NiFi Ingest
NiFi Ingest is a set of components for data retrieval and enrichment, that run within an open-source framework called Apache NiFi. NiFi Ingest provides a new way to ingest data into Knowledge Discovery.
Ingest Data into Knowledge Discovery
Knowledge Discovery is a platform that helps you get the most benefit from large quantities of information. Before you can start using Knowledge Discovery, you need to index your data. Your organization is likely to have data in many different formats, distributed across many different kinds of repository. The process of extracting information from repositories and preparing it for indexing into the text index is called ingestion.
Knowledge Discovery Connectors connect to repositories and retrieve content. There are connectors for over 150 types of repository, including:
- Local and network file systems.
- Web sites and social media feeds.
- Document and content management systems such as Microsoft SharePoint.
- E-mail servers such as Microsoft Exchange.
- Database servers such as Microsoft SQL Server, Oracle, and MySQL.
- Cloud services such as OneDrive and Google Drive.
After connectors have retrieved information from a repository, but before it is indexed, the information is usually processed and enriched.

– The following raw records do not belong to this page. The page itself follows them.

PR #3533, opened 2023-10-11
Dev: Add test

Shnoulle:


tests/unit/models/QuestionTest.php
```diff
@@ -44,4 +44,94 @@ public function testGetQuestionThemeOnSavedQuestion()
...
+    /**
+     * Test getting a default theme name from an invalid type.
+     */
+    public function testGetDefaultQuestionThemeNameFromInvalidType()
+    {
+        $question = new Question();
+        $question->type = 'Test';
+
+        $themeName = $question->questionThemeNameValidator();
+        $this->assertNull($themeName, 'An invalid validation result was expected since "Z" question type does not exist.');
```
Shnoulle, line 94: 'An invalid validation result was expected since "Test" question type does not exist.'

tests/unit/models/QuestionTest.php
```diff
@@ -44,4 +44,94 @@ public function testGetQuestionThemeOnSavedQuestion()
...
+     * Test getting the core theme name.
+     */
+    public function testGetCoreQuestionThemeName()
+    {
+        $question = new Question();
+        $question->type = "M";
+        $question->question_theme_name = 'core';
+
+        $themeName = $question->questionThemeNameValidator();
+        $this->assertSame('multiplechoice', $themeName, 'Incorrect core question theme name.');
```
Shnoulle, line 107: It's not core now ? I don't rememeber  …

Shnoulle:
@gabrieljenik still have ` Failed asserting that null is identical to 'longfreetext'.` unsure on the needed value currently … maybe it was updated since i do the PR

tests/unit/models/QuestionTest.php
gabrieljenik: I think so. I mean, it is not failing. Let'wait and see. I don't recall either.

Shnoulle: There are update on QuestionTheme system since i create the PR …

@ptelu you work on the new QuetsionTheme system ?

Shnoulle: >  Maybe related to some refactoring that Kevin, Tim and Patricia are doing

Some month ago : core theme are set to `core` in DB. Unsure when it was updated too. But you wrok on it 5 years before … 
https://github.com/LimeSurvey/LimeSurvey/commit/7d977047c6b6773cf2e8e531c3299f79851a9a1d 😭

It's done via https://github.com/LimeSurvey/LimeSurvey/blob/b1146f3f31437c3b4891a74418041dc1441b76d8/application/core/LsDefaultDataSets.php#L1860

gabrieljenik: > shouldnt this be done by finding the core theme based on "core_theme" and "question_type" column in question_themes table?

Why? Don't we already know we expect "multiplechoice" for that combination of `type` and `uestion_theme_name`?

Shnoulle:
Original was merged into master
I give you the Pr

tests/unit/models/QuestionTest.php
Shnoulle: Yep :)

Some more DEV issue to report, unsure on desired behaviour

- disable core question theme and allow only user question theme
- disable core question theme without user question theme (i have it for upload question type)

gabrieljenik:
What about now @Shnoulle ?

tests/unit/models/QuestionTest.php
```diff
@@ -44,4 +44,84 @@ public function testGetQuestionThemeOnSavedQuestion()
...
+     * Expecting to use default theme name from type
+     */
+    public function testValidateQuestionThemeNameMismatch()
+    {
+        $question = new Question();
+        $question->type = "M";
+        $question->question_theme_name = 'longfreetext';
+
+        $themeName = $question->questionThemeNameValidator();
+        $this->assertSame('multiplechoice', $themeName, 'Question theme was not auto corrected and derived from the type\'s default theme.');
```
Shnoulle, line 125: 👍

Shnoulle:
> What about now @Shnoulle ?

Seems OK, if `core` work on import, survey etc … it's OK. 

We can update if we update the desired behavior.

All other seems really great (in my opinion).

Shnoulle (commented):
I can not Approve ;)

Shnoulle:
I wait for green an merge

PR #3534, opened 2023-10-11
Fixed issue #18776: Question ordering not correct

mfavetti:
Fixed issue #18776: Question ordering not correct

[https://bugs.limesurvey.org/view.php?id=18776](https://bugs.limesurvey.org/view.php?id=18776)

Same as #3522, but for 5.x branch


Shnoulle:
Thank you !

PR #3539, opened 2023-10-16
Qe 356 rest api json error handlers

kevin-foster-uk:
Yii is configured to display a standard error page in response to unhandled exceptions and fatal errors. When making REST API requests the client expects an JSON response so the standard HTML error page need to be replaced with a JSON response.


application/core/LSYii_Application.php
```diff
@@ -717,4 +717,93 @@ public function getPublicBaseUrl($absolute = false)
...
+
+        return $acceptsJson || $isRestUrl;
+    }
+
+	/**
+	 * Handles uncaught PHP exceptions.
+	 *
+	 * @param Exception $exception exception that is not caught
+	 */
+    public function handleException($exception)
```
olleharstedt, line 744: Hm isn't this configured in config.php? https://www.yiiframework.com/doc/guide/1.1/en/topics.error
Or you can't branch on that point, only on runtime?

application/core/LSYii_Application.php
```diff
@@ -717,4 +717,93 @@ public function getPublicBaseUrl($absolute = false)
         }
         return $baseUrl;
     }
+
+	/**
+	 * Is REST request
+	 *
+	 * @return boolean
+	 */
+    public function isRestRequest()
```
olleharstedt, line 726: Should this rather be a method of the request class? CHttpRequest? Dunno if it's subclassed already.

application/core/LSYii_Application.php
kevin-foster-uk: I noticed we have custom error handling code in the onException() method. I have moved the error handling code in to a separate class and added the extra functionality.

application/libraries/Yii/Application/ErrorHandler.php
```diff
@@ -0,0 +1,223 @@
...
+
+use Yii;
+use CWebApplication;
+use CHttpException;
+use LSUserException;
+
+/**
+ * Trait for Application error handling
+ */
+class ErrorHandler
```
olleharstedt, line 13: We should probably note somewhere that this class is NOT related to the CErrorHandler component built in in Yii, https://www.yiiframework.com/doc/api/1.1/CErrorHandler

kevin-foster-uk: I renamed the class to AppErrorHandler. I think this and the namespace makes it clear that this is not Yii code but LimeSurvey code relating to Yii.

olleharstedt (approved):

olleharstedt:
Approved, but unsure how to test?

PR #3540, opened 2023-10-16
Fixed issue #19173: encrypted file upload question - delete file results in crash

mfavetti:
Fixed issue #19173: encrypted file upload question - delete file results in crash

[https://bugs.limesurvey.org/view.php?id=19173](https://bugs.limesurvey.org/view.php?id=19173)

### DIFF
--- a/application/models/Response.php
+++ b/application/models/Response.php
@@ -109,14 +109,18 @@ abstract class Response extends Dynamic
             ->findAllByAttributes($aConditions);
         $files = array();
         foreach ($aQuestions as $question) {
+            $encrypted = $question->encrypted === 'Y';
             $field = $question->sid . 'X' . $question->gid . 'X' . $question->qid;
             $fieldDataJson = $this->getAttribute($field);
-            if ($question->encrypted === 'Y') {
+            if ($encrypted) {
                 $fieldDataJson = self::decryptSingle($fieldDataJson);
             }
             $fieldData = json_decode(stripslashes((string) $fieldDataJson), true);
             if (is_array($fieldData)) {
-                $files[$field] = $fieldData;
+                $files[$field] = array(
+                    'files' => $fieldData,
+                    'encrypted' => $encrypted,
+                );
             }
         }
         return $files;
@@ -179,8 +183,15 @@ abstract class Response extends Dynamic
         $success = 0;
         $uploaddir = Yii::app()->getConfig('uploaddir') . "/surveys/{$this->dynamicId}/files/";
         $filesData = $this->getFilesAndSqga();
-        foreach ($filesData as $sgqa => $fileInfos) {
-            foreach ($fileInfos as $i => $fileInfo) {
+
+        foreach ($filesData as $sgqa => $aQuestion) {
+
+            [
+                'files' => $files,
+                'encrypted' => $encrypted,
+            ] = $aQuestion;
+
+            foreach ($files as $i => $fileInfo) {
                 $basename = basename((string) $fileInfo['filename']);
                 $fullFilename = $uploaddir . $basename;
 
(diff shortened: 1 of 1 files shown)


application/models/Response.php
```diff
@@ -109,14 +109,20 @@ public function getFilesAndSqga($sQID = 0)
             ->findAllByAttributes($aConditions);
         $files = array();
         foreach ($aQuestions as $question) {
+
+            $aQuestion = array(
```
Shnoulle, line 113: Maybe more clear with `$encrypted = $question->encrypted === 'Y',`

application/models/Response.php
```diff
@@ -109,14 +109,20 @@ public function getFilesAndSqga($sQID = 0)
...
             $field = $question->sid . 'X' . $question->gid . 'X' . $question->qid;
             $fieldDataJson = $this->getAttribute($field);
-            if ($question->encrypted === 'Y') {
+            if ($aQuestion['encrypted']) {
                 $fieldDataJson = self::decryptSingle($fieldDataJson);
             }
             $fieldData = json_decode(stripslashes((string) $fieldDataJson), true);
             if (is_array($fieldData)) {
-                $files[$field] = $fieldData;
+                $aQuestion['files'] = $fieldData;
```
Shnoulle, line 124: And here : 
```

$files[$field] = [
    'file'= $fieldData,
    'encrypted' => $encrypted
];
```

Shnoulle (commented):
Code is OK,

but whole system seems really complex for objectives 

```
./application$ grep -r "getFilesAndSqga" *
models/Response.php:    public function getFilesAndSqga($sQID = 0)
models/Response.php:        $filesData = $this->getFilesAndSqga();
./application$ grep -r "deleteFilesAndFilename" *
controllers/ResponsesController.php:                [$success, $errors] = $response->deleteFilesAndFilename();
models/Response.php:    public function deleteFilesAndFilename()

```

mfavetti:
> Code is OK,
> 
> but whole system seems really complex for objectives
> 
> ```
> ./application$ grep -r "getFilesAndSqga" *
> models/Response.php:    public function getFilesAndSqga($sQID = 0)
> models/Response.php:        $filesData = $this->getFilesAndSqga();
> ./application$ grep -r "deleteFilesAndFilename" *
> controllers/ResponsesController.php:                [$success, $errors] = $response->deleteFilesAndFilename();
> models/Response.php:    public function deleteFilesAndFilename()
> ```

Can't really speak to existing implementation...

Do you mean that each function is only used in one place, so no need to abstract them? Like it's better to just use the function's code directly where called?

Shnoulle:
> > Code is OK,
> > but whole system seems really complex for objectives
> > ```
> > ./application$ grep -r "getFilesAndSqga" *
> > models/Response.php:    public function getFilesAndSqga($sQID = 0)
> > models/Response.php:        $filesData = $this->getFilesAndSqga();
> > ./application$ grep -r "deleteFilesAndFilename" *
> > controllers/ResponsesController.php:                [$success, $errors] = $response->deleteFilesAndFilename();
> > models/Response.php:    public function deleteFilesAndFilename()
> > ```
> 
> Can't really speak to existing implementation...
> 
> Do you mean that each function is only used in one place, so no need to abstract them? Like it's better to just use the function's code directly where called?

Really unsure, but when reviewing : i start to make some comment for code optimization but after reviewing more : i start to understand why you di it like this.

Here : i really don't understand the point to use `getFilesAndSqga`

Just doing a 

```
foreach ($aQuestions as $question) {
    $field = $question->sid . 'X' . $question->gid . 'X' . $question->qid;
    $fieldDataJson = $this->getAttribute($field);
    if ($question->encrypted === 'Y') {
        $fieldDataJson = self::decryptSingle($fieldDataJson);
    }
    $fieldData = json_decode(urldecode((string) $fieldDataJson), true);
    if (is_array($fieldData)) {
        // Do the delete action
    }
}
```


Seems more clear and clean.

Shnoulle:
PS : remind to activate phpcs on your code.

kevin-foster-uk:
Fixed in: https://github.com/LimeSurvey/LimeSurvey/pull/3564

mfavetti:
> PS : remind to activate phpcs on your code.

i will look into this, i didn't know about it

Shnoulle:
> > PS : remind to activate phpcs on your code.
> 
> i will look into this, i didn't know about it

What is your editor ?

mfavetti:
> > > PS : remind to activate phpcs on your code.
> > 
> > 
> > i will look into this, i didn't know about it
> 
> What is your editor ?

sublime

Shnoulle:
> > > > PS : remind to activate phpcs on your code.
> > > 
> > > 
> > > i will look into this, i didn't know about it
> > 
> > 
> > What is your editor ?
> 
> sublime

Seems there are plugin : https://github.com/benmatselby/sublime-phpcs

Currently i use geany for simple plugin, but use vscodium automatic fix before push (when i remind …)

PR #3547, opened 2023-10-17
Fixed issue [security] #19169: Privilege escalation to edit survey

Shnoulle:
Dev: Permission check must be done before updating survey

### DIFF
--- a/application/controllers/SurveyAdministrationController.php
+++ b/application/controllers/SurveyAdministrationController.php
@@ -813,18 +813,18 @@ class SurveyAdministrationController extends LSBaseController
 
         foreach ($aSIDs as $iSurveyID) {
             $oSurvey = Survey::model()->findByPk((int)$iSurveyID);
-            $oSurvey->gsid = $iSurveyGroupId;
             $aResults[$iSurveyID]['title'] = $oSurvey->correct_relation_defaultlanguage->surveyls_title;
             if (!Permission::model()->hasSurveyPermission($iSurveyID, 'surveysettings', 'update')) {
                 $aResults[$iSurveyID]['result'] = false;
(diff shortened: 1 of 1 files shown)


application/controllers/SurveyAdministrationController.php
```diff
@@ -813,18 +813,18 @@ public function actionChangeMultipleSurveyGroup()
 
         foreach ($aSIDs as $iSurveyID) {
             $oSurvey = Survey::model()->findByPk((int)$iSurveyID);
-            $oSurvey->gsid = $iSurveyGroupId;
```
gabrieljenik, line 816: Why moving this line? Intended?

Shnoulle: It's **the** issue if you set the gid before testing is user have Permission : it was tested with new gid. If user have Survey permission onnew gid : return true.

It must be tested with current gid

Shnoulle: See : https://github.com/LimeSurvey/LimeSurvey/blob/d3fb278e57e5561a62b1e05c619db5b1c5fbef73/application/models/Survey.php#L2279

return with new gid here : https://github.com/LimeSurvey/LimeSurvey/blob/d3fb278e57e5561a62b1e05c619db5b1c5fbef73/application/models/Survey.php#L2294

Shnoulle: https://github.com/LimeSurvey/LimeSurvey/pull/3547/commits/173c2d0755b278cace63511ce9e9bad03810a270

gabrieljenik: > Why after ? We already check if user have permission to view surveygroup in Survey model.

Ok, didn't recall it.

Shnoulle:
Code review done ?

PR #3551, opened 2023-10-19
Fixed issue #19180: SMTP settings are not enabled when SMTP is selected in global settings

mfavetti:
Fixed issue #19180: SMTP settings are not enabled when SMTP is selected in global settings

[https://bugs.limesurvey.org/view.php?id=19180](https://bugs.limesurvey.org/view.php?id=19180)

### DIFF
--- a/assets/scripts/admin/globalsettings.js
+++ b/assets/scripts/admin/globalsettings.js
@@ -112,19 +112,14 @@ function Emailchange(ui,evt)
 {
     const selectedMethod = $('#emailmethod input:radio:checked').val();
 
-    const smtp_enabled = (selectedMethod == 'smtp');
-    if (smtp_enabled) {
-        $('#emailsmtpssl label').removeClass('disabled');
-        $('#emailsmtpdebug label').removeClass('disabled');
-    } else {
-        $('#emailsmtpdebug label').addClass('disabled');
-        $('#emailsmtpssl label').addClass('disabled');
-    }
-    $("#emailsmtphost").prop('disabled', true);
-    $("#emailsmtpuser").prop('disabled', true);
-    $("#emailsmtppassword").prop('disabled', true);
+    const smtp_enabled = selectedMethod === 'smtp';
+    $('#emailsmtpssl label').toggleClass('disabled', !smtp_enabled);
+    $('#emailsmtpdebug label').toggleClass('disabled', !smtp_enabled);
+    $("#emailsmtphost").prop('disabled', !smtp_enabled);
+    $("#emailsmtpuser").prop('disabled', !smtp_enabled);
+    $("#emailsmtppassword").prop('disabled', !smtp_enabled);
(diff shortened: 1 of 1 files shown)


assets/scripts/admin/globalsettings.js
```diff
@@ -112,19 +112,14 @@ function Emailchange(ui,evt)
...
-        $('#emailsmtpdebug label').removeClass('disabled');
-    } else {
-        $('#emailsmtpdebug label').addClass('disabled');
-        $('#emailsmtpssl label').addClass('disabled');
-    }
-    $("#emailsmtphost").prop('disabled', true);
-    $("#emailsmtpuser").prop('disabled', true);
-    $("#emailsmtppassword").prop('disabled', true);
+    const smtp_enabled = selectedMethod === 'smtp';
+    $('#emailsmtpssl label').toggleClass('disabled', !smtp_enabled);
```
Shnoulle, line 116: toggleClass ? https://api.jquery.com/toggleClass/

No parameters in toggleClass

Here you remove if it's set and add if not. If you select 2 times smtp : you add disabled again.

I think the issue it ws not set at loading ? Maybe ?

Shnoulle (changes requested):
We can not use toggleClass with extra parameter

assets/scripts/admin/globalsettings.js
```diff
@@ -112,19 +112,14 @@ function Emailchange(ui,evt)
...
+    $('#emailsmtpdebug label').toggleClass('disabled', !smtp_enabled);
+    $("#emailsmtphost").prop('disabled', !smtp_enabled);
```
Shnoulle, line 118: 👍 this part is OK :)

Only issue with label

assets/scripts/admin/globalsettings.js
mfavetti: ????

the function is overloaded and has multiple signatures. Its the second function signature on the page you just linked: https://api.jquery.com/toggleClass/#toggleClass-className-state

".toggleClass( className, state )
className
Type: String
One or more classes (separated by spaces) to be toggled for each element in the matched set.
state
Type: Boolean
A boolean (not just truthy/falsy) value to determine whether the class should be added or removed."

toggleClass is literally purpose built to make those if/else statements on addClass/removeClass unnecessary

been in jquery since 1.3

mfavetti: if the method is smtp, smtp_enabled is true

the disabled class will get removed from the two button groups
and the disabled property will be false for the three inputs

if the method is not smtp, smtp_enabled is false

the disabled class will get added to the two button groups
and the disabled property will be true for the three inputs

i've already tested it and it works

Shnoulle:
> i don't agree

Yes, you're right … sorry

Shnoulle (approved):

PR #3555, opened 2023-10-20
Fixed issue #CT-256: Problems with ini parsing for GTranslate.php

twilligls:
Fixed issue #CT-256: Problems with ini parsing for GTranslate.php

### DIFF
--- a/vendor/gtranslate-api/GTranslate.php
+++ b/vendor/gtranslate-api/GTranslate.php
@@ -143,15 +143,19 @@ class GTranslate
 		return false;
 	}
 
-	/**
-	* Parse available language from language file
-	* @access private
-	*/	
-	private function parseLanguageFile()
-	{
-		$this->available_languages = parse_ini_file($this->available_languages_file);
-	}	
-	
+    /**
+     * Parse available language from language file
+     * @access private
+     */
+    private function parseLanguageFile()
+    {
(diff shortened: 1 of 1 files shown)


twilligls:
Some server had problems parsing the ini file, this fix works there and everywhere

olleharstedt:
This should rather be a PR to the third party lib. Did you notify them about our issues?

twilligls:
> This should rather be a PR to the third party lib. Did you notify them about our issues?

The library was last updated in 2011. I don't think anyone is working on it.

olleharstedt:
> The library was last updated in 2011. I don't think anyone is working on it.

Are there other libraries with same functionality, that are still updated?

twilligls:
> > The library was last updated in 2011. I don't think anyone is working on it.
> 
> Are there other libraries with same functionality, that are still updated?

Looks like this seems to be the official google one:
https://github.com/googleapis/google-cloud-php-translate

olleharstedt:
> > > The library was last updated in 2011. I don't think anyone is working on it.
> > 
> > 
> > Are there other libraries with same functionality, that are still updated?
> 
> Looks like this seems to be the official google one: https://github.com/googleapis/google-cloud-php-translate

Nice. Guess I can merge this fix and then add the new lib to backlog...

PR #3709, opened 2024-01-22
Fixed issue #14661: Plugin development need a "Don't disable plugin"

Shnoulle:
Dev: debug>=2 : no disable plugin by PHP issue


application/libraries/PluginManager/PluginManager.php
```diff
@@ -322,6 +322,9 @@ public function scanPlugins($includeInstalledPlugins = false)
                                     ];
                                     $saveResult = Plugin::setPluginLoadError($plugin, $pluginName, $error);
                                     if (!$saveResult) {
+                                        if(App()->getConfig('debug') >= 2) {
+                                            throw $ex;
+                                        }
                                         // This only happens if database save fails.
```
gabrieljenik, line 328: I would add a comment here saying that this will happen only if debug is not set to 2, right?

application/models/Plugin.php
```diff
@@ -71,6 +71,9 @@ public function tableName()
      */
     public function setLoadError(array $error)
     {
+        if (App()->getConfig('debug') >= 2) {
```
gabrieljenik, line 74: I am not sure about this mechanism.
This method, which is supposed to only save is somehow now deciding when the message should be thrown or not.

Why not making  method called "handleLoadError".
That method will decide if saving or throwing.
It will return something only when saving.

It may be too much, but I would move the disabling of the plugin inside that method as well.

gabrieljenik: > I don't want to rename a public function.

I meant to create a new method, not rename a current one.
`handleLoadError` would call, in some cases, to `setPluginLoadError`

Shnoulle: Yes ! Great !

application/libraries/PluginManager/PluginManager.php
Shnoulle: 2 comments

```
                                        // If handlePluginLoadError return 0 because debug is set
                                        if (App()->getConfig('debug') >= 2) {
                                            throw $ex;
                                        }
                                        // If handlePluginLoadError fail without debug : have a DB related issue
```

Shnoulle:
Seems i have an issue … no link to edit settings with this commit.

Shnoulle:
OK, all done. 
Did i do same for master ?

gabrieljenik (approved):
Code structure looks good!

gabrieljenik (approved):
Seems same as in master
Code structure looks good

Shnoulle:
> I would set the same for master

Yep, cherry-picking only :)

O do it. Unsure for who can test

PR #3711, opened 2024-01-23
Fixed issue #19347: No generation of new user within first LDAP login

Shnoulle:
Dev: use existing event, no need to create an dummy one
Dev: Use event error set


Shnoulle:
One of reporter

> as ldap user I tried wrong password - failed
> 
> I deleted the ldap user
> 
> try to login as ldap user with wrong credentials - failed
> try to login as ldap user with right credetials - success

https://bugs.limesurvey.org/view.php?id=19347#c79299

If someon find a way to have a valid user at https://github.com/LimeSurvey/LimeSurvey/blob/880b292494005b59f96074dddb9a6868f1724b12/application/core/plugins/AuthLDAP/AuthLDAP.php#L557 but invalid at https://github.com/LimeSurvey/LimeSurvey/blob/880b292494005b59f96074dddb9a6868f1724b12/application/core/plugins/AuthLDAP/AuthLDAP.php#L270

c-schmitz (approved):

PR #3713, opened 2024-01-24
Fixed issue #19351: Limesurvey broken after 5.6.50 to 6.4.2 upgrade

mohabmes:


edgarrmondragon:
@mohabmes I think this was fixed already in https://github.com/LimeSurvey/LimeSurvey/pull/3700 (see also See https://github.com/LimeSurvey/LimeSurvey/pull/3690#issuecomment-1890596073).

Still, version 6.4.2 seems to be broken but I don't know if there's a procedure for "yanking" versions.

mohabmes:
@edgarrmondragon Apparently, https://github.com/LimeSurvey/LimeSurvey/pull/3700 wasn't sufficient, the issue here is that PG couldn't cast a boolean automatically to an integer. [#19351](https://bugs.limesurvey.org/view.php?id=19351#c79268)

Shnoulle:
I don't undertand why https://github.com/LimeSurvey/LimeSurvey/blob/fad12234212fcb7ac2e55227833c2ce2305c5b1c/application/helpers/update/updates/Update_621.php is not sufficient …

PS : maybe we can update https://github.com/LimeSurvey/LimeSurvey/blob/fad12234212fcb7ac2e55227833c2ce2305c5b1c/application/helpers/update/updates/Update_619.php on this commit.

mohabmes:
@Shnoulle Should be fixed in the last commit, right? 
Adopted @edgarrmondragon solution here to ensure the app runs with no exceptions then executed Update_623 to convert/cast bool to int only for pgsql

Shnoulle (approved):

Shnoulle:
@tiborpacalat i don't know if you want to do a second test (maybe start from 5.X directly ?)

PR #3718, opened 2024-01-30
Fixed issue #19383: When export multiple choice filtered : loose N/A value

Shnoulle:
Dev: return null value if it's a null value


gabrieljenik (approved):
Code structure looks good. Haven't tested it.
I would say we create a ticket for creating unit tests for these classes. We can take those unit tests.

Shnoulle:
> I would say we create a ticket for creating unit tests for these classes.

We don't have other test for export ?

Typically, files that contain text are filtered by File Content Extraction, which extracts the text so that Knowledge Discovery does not need to process information in its native format. Media files, such as images or audio recordings can be sent to a Media Server which can perform media analysis such as optical character recognition or speech-to-text. The information can be standardized, so that information that originated in different repositories is stored in the same document fields and can be used more effectively. You can discard irrelevant content so that it does not pollute the index.
Use NiFi Ingest
NiFi Ingest helps you use Apache NiFi to build a custom ingestion pipeline for Knowledge Discovery.
NiFi Ingest, combined with the Apache NiFi framework, provides features that:
- Improve visibility. Apache NiFi provides a graphical interface that you use to build your ingestion pipeline. When you start ingesting documents, you can use the same interface to monitor processing speed and queue sizes, and identify bottlenecks and ingestion errors. The Apache NiFi framework also has built-in support for tracking documents through the ingestion process.
- Improve customization. You can create an ingestion pipeline that is customized to your use case, with less need for custom Lua scripts.
- Improve control. You can stop parts of the ingestion pipeline and make changes, without stopping the entire system.
- Improve performance and reliability. Apache NiFi can scale to process extremely large volumes of data. You can distribute processing across multiple NiFi instances.
NiFi Ingest provides processors (connectors) that connect to your data repositories. The NiFi Ingest distribution also provides processors that enrich your data. For example, the distribution includes processors for File Content Extraction and a processor for sending files to a Media Server for further analysis.
After retrieving and enriching your data, NiFi Ingest can index the resulting documents into your text index.